* [ACTIVITY]: Show, from the entries below, every line in which "isdimcompatible" appears.

* [Saved entries]:
Content starts
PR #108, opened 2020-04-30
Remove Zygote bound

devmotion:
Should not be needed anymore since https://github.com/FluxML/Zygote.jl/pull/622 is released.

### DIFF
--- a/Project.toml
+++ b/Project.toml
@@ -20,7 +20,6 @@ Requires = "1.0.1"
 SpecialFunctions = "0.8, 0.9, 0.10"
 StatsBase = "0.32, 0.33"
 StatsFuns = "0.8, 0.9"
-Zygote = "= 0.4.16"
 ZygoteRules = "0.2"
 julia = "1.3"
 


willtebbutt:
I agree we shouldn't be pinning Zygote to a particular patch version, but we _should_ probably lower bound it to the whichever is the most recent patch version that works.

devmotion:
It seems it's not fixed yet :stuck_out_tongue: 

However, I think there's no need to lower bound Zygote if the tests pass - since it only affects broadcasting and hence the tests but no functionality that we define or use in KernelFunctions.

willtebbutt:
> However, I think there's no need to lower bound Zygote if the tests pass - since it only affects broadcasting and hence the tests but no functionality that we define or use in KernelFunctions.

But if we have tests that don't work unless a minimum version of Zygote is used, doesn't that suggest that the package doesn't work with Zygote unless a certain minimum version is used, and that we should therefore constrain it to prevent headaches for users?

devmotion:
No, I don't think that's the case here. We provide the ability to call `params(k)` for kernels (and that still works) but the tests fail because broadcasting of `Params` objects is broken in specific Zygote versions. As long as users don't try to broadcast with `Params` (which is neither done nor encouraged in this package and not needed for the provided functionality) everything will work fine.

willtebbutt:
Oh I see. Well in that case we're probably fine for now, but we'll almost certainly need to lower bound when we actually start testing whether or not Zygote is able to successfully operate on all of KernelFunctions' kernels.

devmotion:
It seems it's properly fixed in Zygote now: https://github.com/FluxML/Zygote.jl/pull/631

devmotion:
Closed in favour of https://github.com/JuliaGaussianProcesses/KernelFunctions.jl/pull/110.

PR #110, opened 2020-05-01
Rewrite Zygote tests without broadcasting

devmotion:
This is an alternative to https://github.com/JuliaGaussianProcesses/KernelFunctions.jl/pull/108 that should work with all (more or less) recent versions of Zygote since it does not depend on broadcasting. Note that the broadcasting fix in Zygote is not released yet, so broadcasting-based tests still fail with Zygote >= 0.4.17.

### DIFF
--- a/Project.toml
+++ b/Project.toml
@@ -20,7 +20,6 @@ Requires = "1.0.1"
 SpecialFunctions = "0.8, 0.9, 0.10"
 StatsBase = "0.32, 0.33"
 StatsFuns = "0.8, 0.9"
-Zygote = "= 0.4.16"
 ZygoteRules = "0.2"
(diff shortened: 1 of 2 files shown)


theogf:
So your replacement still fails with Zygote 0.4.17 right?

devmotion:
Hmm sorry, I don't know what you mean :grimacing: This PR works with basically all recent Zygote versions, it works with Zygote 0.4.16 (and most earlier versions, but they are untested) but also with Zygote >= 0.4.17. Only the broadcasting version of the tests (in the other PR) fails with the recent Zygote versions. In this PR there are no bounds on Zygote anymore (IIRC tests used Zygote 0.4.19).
Content ends
Content starts
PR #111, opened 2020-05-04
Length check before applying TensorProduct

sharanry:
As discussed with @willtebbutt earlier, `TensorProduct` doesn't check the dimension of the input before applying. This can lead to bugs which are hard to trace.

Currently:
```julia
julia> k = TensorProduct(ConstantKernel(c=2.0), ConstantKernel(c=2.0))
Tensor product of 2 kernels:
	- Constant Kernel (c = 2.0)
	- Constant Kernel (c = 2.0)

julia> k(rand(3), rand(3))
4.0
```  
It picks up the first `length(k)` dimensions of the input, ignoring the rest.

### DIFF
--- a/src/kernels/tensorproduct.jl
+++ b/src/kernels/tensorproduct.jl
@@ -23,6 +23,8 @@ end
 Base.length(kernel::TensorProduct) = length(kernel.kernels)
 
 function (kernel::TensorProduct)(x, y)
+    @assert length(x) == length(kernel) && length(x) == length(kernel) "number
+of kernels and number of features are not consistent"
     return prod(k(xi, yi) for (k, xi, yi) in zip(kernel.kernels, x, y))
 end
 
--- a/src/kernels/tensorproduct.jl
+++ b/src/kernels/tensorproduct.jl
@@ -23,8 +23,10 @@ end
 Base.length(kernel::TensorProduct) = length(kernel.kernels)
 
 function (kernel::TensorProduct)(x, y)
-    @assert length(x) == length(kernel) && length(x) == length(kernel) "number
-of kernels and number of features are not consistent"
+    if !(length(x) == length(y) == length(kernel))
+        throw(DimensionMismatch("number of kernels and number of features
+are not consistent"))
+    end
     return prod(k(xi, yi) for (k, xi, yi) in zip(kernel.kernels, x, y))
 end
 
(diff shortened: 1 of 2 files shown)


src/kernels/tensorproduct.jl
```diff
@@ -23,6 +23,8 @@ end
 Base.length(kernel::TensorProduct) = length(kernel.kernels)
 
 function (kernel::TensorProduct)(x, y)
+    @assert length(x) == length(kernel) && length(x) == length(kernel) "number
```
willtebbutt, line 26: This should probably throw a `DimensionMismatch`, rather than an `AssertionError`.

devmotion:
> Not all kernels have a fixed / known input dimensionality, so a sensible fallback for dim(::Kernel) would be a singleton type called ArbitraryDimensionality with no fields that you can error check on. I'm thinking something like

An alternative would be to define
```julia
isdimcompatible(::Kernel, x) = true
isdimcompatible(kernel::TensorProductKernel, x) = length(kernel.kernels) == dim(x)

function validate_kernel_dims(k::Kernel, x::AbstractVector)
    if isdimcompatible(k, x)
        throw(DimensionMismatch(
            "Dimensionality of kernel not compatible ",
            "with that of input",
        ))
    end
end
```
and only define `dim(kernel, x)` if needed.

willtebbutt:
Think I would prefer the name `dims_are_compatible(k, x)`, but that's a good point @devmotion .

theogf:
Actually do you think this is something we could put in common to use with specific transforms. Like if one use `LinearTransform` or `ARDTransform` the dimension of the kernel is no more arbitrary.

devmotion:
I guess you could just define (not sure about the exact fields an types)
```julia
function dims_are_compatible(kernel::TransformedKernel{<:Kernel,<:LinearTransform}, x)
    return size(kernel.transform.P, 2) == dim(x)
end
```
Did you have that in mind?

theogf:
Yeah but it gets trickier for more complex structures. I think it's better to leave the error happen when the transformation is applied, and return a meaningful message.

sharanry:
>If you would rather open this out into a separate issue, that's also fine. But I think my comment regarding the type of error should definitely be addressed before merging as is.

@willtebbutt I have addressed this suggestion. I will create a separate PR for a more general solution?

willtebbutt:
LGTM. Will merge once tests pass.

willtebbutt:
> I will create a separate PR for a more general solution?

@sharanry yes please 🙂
Content ends
* [EXERCISE RESULT]:
isdimcompatible(::Kernel, x) = true
isdimcompatible(kernel::TensorProductKernel, x) = length(kernel.kernels) == dim(x)
    if isdimcompatible(k, x)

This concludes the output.